For one reason or another, last night I was partially replicating a paper by Beaver, McNichols, and Nelson (2007). I pulled together some code in R that draws on my PostgreSQL database, produces some summary statistics like those in the paper, produces a histogram and does a little statistical inference. Total runtime: around 9 seconds. Pretty fast.

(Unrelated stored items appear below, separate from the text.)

Issue #208, opened 2024-03-31
Remove unused imports in tests.


willynilly:
There are two unused imports in the test files:

sys is not used uncertainties/test_umath.py
weakref is not used in uncertainties/test_uncertainties.py

willynilly:
I added a pull request here: https://github.com/lmfit/uncertainties/pull/209

PR #209, opened 2024-03-31
Removed two unused imports in two tests.

willynilly:
I removed the unused imports mentioned in the following issue:

https://github.com/lmfit/uncertainties/issues/208

### DIFF
--- a/uncertainties/test_umath.py
+++ b/uncertainties/test_umath.py
@@ -10,7 +10,6 @@ from __future__ import division
 from __future__ import absolute_import
 
 # Standard modules
-import sys
 import math
 
 # Local modules:
@@ -22,6 +21,7 @@ from . import test_uncertainties
 
 ###############################################################################
 # Unit tests
+
 
 def test_fixed_derivatives_math_funcs():
     """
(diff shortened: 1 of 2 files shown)


andrewgsavage:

Anyway, I discovered this morning that there is already SAS code out there to do much of this using WRDS. Just for comparison, I pulled out just part of the data step and got it running on the WRDS server. Run time: 23 minutes. Big difference.

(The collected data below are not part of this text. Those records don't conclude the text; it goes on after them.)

PR #210, opened 2024-03-31
Removed unused imported modules from tests.

willynilly:
Removed unused imports in tests.  

My last pull request was rejected because I had reformatted the file with autopep8 (https://pypi.org/project/autopep8/).  This pull request does not reformat the file with autopep8.

PR #211, opened 2024-04-01
move tests to tests folder

andrewgsavage:


newville (dismissed):
Thanks!! This looks good to me.

andrewgsavage:
> Thanks!! This looks good to me.

This now shows the changes I had made for removing depreciations and 1to2, which I don't think you saw when you commented. I'll open a PR for 1to2 now that can be merged before this.

wshanks:
Did you consider moving the tests out of the package (just a top level `tests/` directory next to `uncertainties/`)? I think that is more standard.

I have occasionally found it useful to have tests in the main package so I can test the package with `pip install package && python -m unittest package.tests` and without separately cloning the repo, but I don't think pytest supports such execution of tests in an installed package. I think it always wants to run from a working directory containing the tests below it.

newville:
+1 on moving tests out of the source tree and into a top-level `tests` folder.  
But then the CI scripts need updating too.

wshanks:
The CI scripts just do a plain `pytest` call, though it would be nice to specify `tests/` so pytest doesn't waste time searching other files (not that there are many here). I mentioned adding a minimal pytest configuration (like [this](https://docs.pytest.org/en/7.4.x/reference/customize.html#pytest-ini)) in https://github.com/lmfit/uncertainties/pull/205#issuecomment-2030023289 because I think it might also help with that case (VS Code knowing to run pytest).

newville:
@wshanks Ah, thanks, yes I see that now, and I completely agree.
I would probably go with the "add pytest config to pyproject.toml", but adding a pytest config file seems okay to me too.

andrewgsavage:
interesting that it keeps the approval after I make new commits

I moved some functions that could be used by downstream libraries to uncertainties.testing

wshanks:
> interesting that it keeps the approval after I make new commits

I enabled dismissing approvals when new changes are pushed. I have found it to be annoying on other projects where the reviewer approves the spirit of the PR but then has to come back and approve a couple more times because of typos/linting. Here, it seems like we have a responsive enough group for it to be okay.

tests/test_umath.py
```diff
@@ -1,25 +1,13 @@
...
 
-# Local modules:
 from uncertainties import ufloat
 import uncertainties.core as uncert_core
 import uncertainties.umath_core as umath_core
 
-from . import test_uncertainties
-
+from uncertainties.testing import compare_derivatives, numbers_close
+from test_uncertainties import power_special_cases, power_all_cases, power_wrt_ref
```
wshanks, line 10: It does not seem right to import from one `test_` file to another. These functions do seem too specialized for `uncertainties.testing` though. Could we use one of the options in [this StackOverflow question](https://stackoverflow.com/questions/33508060/create-and-import-helper-functions-in-tests-without-creating-packages-in-test-di). Maybe the `conftest.py` and fixture option, or the `pythonpath` and helpers file option?

wshanks (commented):
This looks good. Besides my inline question, could we add this to `pyproject.toml`:

```
[tool.pytest.ini_options]
testpaths = ["tests"]
```

I don't know that we need to add any additional options at this time.

tests/test_umath.py
jagerber48: Adding `testpaths = ["tests"]` is not required for tests to work right? It's just a convenience that makes `pytest` discover tests more quickly? Is my understanding correct?

In the past I've put helper function needed for testing in an `__init__.py` file in the `tests` folder. These objects can then be imported within the test scripts. We could also have a `tests/helper.py` module to accomplish the same result.

andrewgsavage: Yea, importing across test files does feel a bit odd. The helpers.py solution is nice and simple.

wshanks: > Adding testpaths = ["tests"] is not required for tests to work right? It's just a convenience that makes pytest discover tests more quickly? Is my understanding correct?

Yes, that seems to be all it does functionally. My conjecture was that it might also help IDE's figure out that the project uses pytest as the test runner because otherwise there is no configuration indicating that pytest should be run, but I haven't tried to confirm that.

I like the move to helpers.py. We might want to add

```
testpaths = ["tests"]
addopts = [
    "--import-mode=importlib",
]
```

to pyproject.toml like the one StackOverflow answer suggests, but we could wait for that. Currently, pytest adds all the test directories to the Python path so you can do `import helpers` but it has been trying to move away from that to just importing the test files with `importlib` without modifying the Python path.

wshanks (approved):
I think this is good. I had one suggestion about adding more pytest configuration but it's not mandatory.

wshanks:
Also, should this fold in #210? Otherwise they will create merge conflicts with each other.

tests/test_umath.py
andrewgsavage: thanks for explaining, wouldn't have understood why otherwise

andrewgsavage:
> I think this is good. I had one suggestion about adding more pytest configuration but it's not mandatory.

I tried doing this and it worked locally but I couldn't get it working with CI. I've reverted so this can be merged and we can do the importlib in another PR. Ready for merging now

wshanks (dismissed):

wshanks (approved):

wshanks:
It looks good but it won't let me merge at the moment. The diff also doesn't look right in the GitHub web UI but looks right locally. I saw this in another repo recently as well.

jagerber48:
Can `testing.py` be moved into `tests/helpers.py`?

wshanks:
> Can `testing.py` be moved into `tests/helpers.py`?

It could be, but @andrewgsavage described the contents above as "I moved some functions that could be used by downstream libraries to uncertainties.testing"

andrewgsavage:
hold up, looks like I'd deleted the contents of a file

wshanks:
I see all the changes from #214 still in the web UI. Could you squash onto master and force push? Or does it show up correctly for others now?

jagerber48:
The `testing.py` concept seems strange to me.

> I moved some functions that could be used by downstream libraries to uncertainties.testing

These functions are only used in the tests so I think it makes sense for them to be in the test helpers module. Is the idea that downstream users might want to use these functions? If so, then they should be part of public API and they need to be documented etc.  And if they're meant to be part of the public API I think it is strange for them to be in a module named `testing` instead of a module name `utilities` or something.

newville:
I am not ever going to be able to keep up with conversations at the pace here.  

I do not fully understand the added `uncertainties/testing.py` file either.   Do we want to support users using these tests? 

I am working slowly on the docs, but this will take some time -- given my work schedule, into next week.

I deeply despise that codecov calls a PR unsuccessful if it loses a bit of coverage.  Knowing the code coverage is fine. As a github check, codecov and its reports are warts.  I will make a PR to copy the codecov config from lmfit.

Then I noticed more straightforward code to replicate Richardson, Sloan, Soliman, and Tuna (2005). I ran this code on WRDS:
proc sql; create table comp1 as select gvkey, datadate, ACT, CHE, LCT, DLC, AT, IVAO, LT, DLTT, IVST, DLC, PSTK, OIADP from comp.funda where INDFMT='INDL'and DATAFMT='STD'and POPSRC='D' and CONSOL='C' and 1962 <= year(datadate) <= 2001 and missing(AT)=0 and missing(CHE)=0 and missing(ACT)=0 and missing(LCT)=0 and missing(SALE)=0 and missing(LT)=0 and missing(OIADP)=0 and prcc_f > 1; quit;
NOTE: PROCEDURE SQL used (Total process time): real time 33.87 seconds cpu time 10.05 seconds
Now, a little tweaking of the SQL gives me code I can run in PostgreSQL:
CREATE TABLE comp1 AS SELECT gvkey, datadate, act, che, lct, at, ivao, lt, dltt, ivst, dlc, pstk, oiadp FROM comp.funda WHERE indfmt='INDL' AND datafmt='STD' AND popsrc='D' and consol='C' AND EXTRACT(YEAR FROM datadate) BETWEEN 1962 AND 2001 AND at IS NOT NULL and che IS NOT NULL AND act IS NOT NULL AND LCT IS NOT NULL AND sale IS NOT NULL and lt IS NOT NULL AND oiadp IS NOT NULL AND prcc_f > 1;
Runtime data: 2.27 seconds. I also did a version that used the RPostgreSQL package to pull the data into R:
> system.time(source("~/Dropbox/rsst.R")) user system elapsed 0.940 0.120 3.242
Not as big of a difference (a mere ten-or-so times), but still pretty impressive.